Search term "requests": copy each line of the data containing it.

> **SUPPLIED ENTRIES**
——
PR #116, opened 2023-05-03
Relax panda and alembic requirements

bkyryliuk:
Pandas 1.3+ has a regression: https://github.com/pandas-dev/pandas/issues/42549
This PR proposes relaxing alembic and panda requirements


susodapop (approved):

susodapop:
I've mirrored this change in #119 so I can verify it builds. This change will be part of v2.5.2 releasing shortly.

PR #117, opened 2023-05-08
Fix SQLAlchemy timestamp converter + docs

susodapop:
This is to unblock langchain work. Tests coming in subsequent PR.

Resolves the case of reading a table with a snippet like this:

```python
tables = Table("system.information_schema.tables", metadata_obj, autoload_with=db_engine)
cursor = db_engine.execute(select(tables))
cursor.fetchone()
```

Which would fail with this error:

```
ValueError: Couldn't parse datetime string 'datetime.datetime(2023, 1, 5, 19, 8, 2, 16000)' - value is not a string.
```

This happened because DatabricksTimestamp assumed that TIMESTAMP types were returned as strings from the thrift connector. However TIMESTAMPS are actually returned as `DateTime` objects, so calling `str_to_datetime` was superfluous and unecessary.

We missed this in the initial development because we didn't test for it. I will make a follow-up PR that adds proper type mapping tests that we can build-on as we continue development of the SQLA dialect.

### DIFF
--- a/src/databricks/sqlalchemy/dialect/__init__.py
+++ b/src/databricks/sqlalchemy/dialect/__init__.py
@@ -59,7 +59,7 @@ class DatabricksDate(types.TypeDecorator):
     impl = types.DATE
 
     def process_result_value(self, value, dialect):
-        return processors.str_to_date(value)
+        return value
 
     def adapt(self, impltype, **kwargs):
         return self.impl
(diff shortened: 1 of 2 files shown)


src/databricks/sqlalchemy/dialect/__init__.py
```diff
@@ -47,7 +47,7 @@ class DatabricksTimestamp(types.TypeDecorator):
     impl = types.TIMESTAMP
 
     def process_result_value(self, value, dialect):
-        return processors.str_to_datetime(value)
+        return value
```
gengliangwang, line 50: what about date columns?

susodapop: Fixed in c520103f309275f28850ab6c5b3b8d4cfa3ff245

andrefurlan-db (approved):

gengliangwang (approved):

susodapop:
Existing alembic e2e tests pass.

PR #122, opened 2023-05-12
OAuth: don't override auth headers with contents of .netrc file

### LINKED ISSUE #121: OAuth breaks if a bad .netrc file is present
While fixing https://github.com/databricks/dbt-databricks/issues/337 I found that the same bug plagueing dbt-databricks affects pysql as well. 

To reproduce this issue:

1. Add an intentionally bad `~/.netrc` to your workstation, like this:

```
machine <my-workspace>.cloud.databricks.com
login token
password <expired_token>
```

2. Try to run the `interactive_oauth.py` example using the same host name specified in the `.netrc` file.
3. You'll receive this exception:

```
    access_token = oauth_response["access_token"]
KeyError: 'access_token'
```

## The fix

Straightforward: force `requests` to not use the `.netrc` file when making requests to Databricks OAuth endpoints. These requests are **unauthenticated** (no auth header is required). The bug here is that if you include an auth header in the request to `https://****.staging.cloud.databricks.com/oidc/v1/token` the Databricks runtime will return an error response. `oauth.py` looks for `access_token` in this response and doesn't find one, so it raises an Exception.

If `.netrc` is present, `requests` always uses it. Even for these requests that are supposed to be unauthenticated. So we need to  force it to not do this.

susodapop:
## Description

This pull request applies the fix described in #121.

Closes #121

### DIFF
--- a/CHANGELOG.md
+++ b/CHANGELOG.md
@@ -4,6 +4,7 @@
 
 - Add support for Cloud Fetch
 - Fix: Revised SQLAlchemy dialect and examples for compatibility with SQLAlchemy==1.3.x
+- Fix: oauth would fail if expired credentials appeared in ~/.netrc
 
 ## 2.7.0 (2023-06-26)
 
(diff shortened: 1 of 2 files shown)


susodapop:
All our e2e tests pass with this change.

susodapop:
I've synced this branch with `main` and updated the changelog

mattdeekay (approved):

PR #914, opened 2022-08-11
Solution

Lentyaeev:
[DEMO LINK](https://lentyaeev.github.io/react_movies-list-filter/)

### DIFF
--- a/src/App.tsx
+++ b/src/App.tsx
@@ -1,9 +1,36 @@
-import React from 'react';
+import React, { useState, useEffect } from 'react';
 import './App.scss';
 import { MoviesList } from './components/MoviesList';
 import moviesFromServer from './api/movies.json';
 
 export const App: React.FC = () => {
+  const [query, setQuery] = useState('');
+
+  useEffect(() => {
+    const list = document
+      .querySelector('.wrapper')?.children[0].children;
+
+    if (list !== undefined) {
+      for (let i = 0; i < list.length; i += 1) {
+        list[i].classList.add('animate__animated');
+        list[i].classList.add('animate__flash');
+      }
+
+      setTimeout(() => {
+        for (let i = 0; i < list.length; i += 1) {
+          list[i].classList.remove('animate__animated');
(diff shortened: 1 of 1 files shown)


src/App.tsx
```diff
@@ -1,9 +1,36 @@
...
+      }
+
+      setTimeout(() => {
+        for (let i = 0; i < list.length; i += 1) {
+          list[i].classList.remove('animate__animated');
+          list[i].classList.remove('animate__flash');
+        }
+      }, 500);
+    }
+  });
```
AleksandrYuschenko, line 26: Круто виглядає. Гарно але шось я не догнав)))

AleksandrYuschenko (approved):
🥇

src/App.tsx
```diff
@@ -1,9 +1,36 @@
...
+        list[i].classList.add('animate__flash');
+      }
+
+      setTimeout(() => {
+        for (let i = 0; i < list.length; i += 1) {
+          list[i].classList.remove('animate__animated');
+          list[i].classList.remove('animate__flash');
+        }
+      }, 500);
+    }
```
solaryasha, line 25: Let's do it with state like
`const [isLoadiing, setIsLoading] = useState(true)`
and use classname for passing these classes


In setTimeout you just set loading to be `false`

solaryasha (changes requested):

src/App.tsx
```diff
@@ -1,9 +1,24 @@
...
 import { MoviesList } from './components/MoviesList';
 import moviesFromServer from './api/movies.json';
 
 export const App: React.FC = () => {
+  const [query, setQuery] = useState('');
+  const [isLoading, setIsLoading] = useState(true);
+
+  useEffect(() => {
+    setIsLoading(true);
+    setTimeout(() => setIsLoading(false), 300);
```
solaryasha, line 12: You should clearTimeout function with setTimeout id

solaryasha (changes requested):

solaryasha (approved):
——
> **SOLUTION TO THE EXERCISE**
Straightforward: force `requests` to not use the `.netrc` file when making requests to Databricks OAuth endpoints. These requests are **unauthenticated** (no auth header is required). The bug here is that if you include an auth header in the request to `https://****.staging.cloud.databricks.com/oidc/v1/token` the Databricks runtime will return an error response. `oauth.py` looks for `access_token` in this response and doesn't find one, so it raises an Exception.
If `.netrc` is present, `requests` always uses it. Even for these requests that are supposed to be unauthenticated. So we need to  force it to not do this.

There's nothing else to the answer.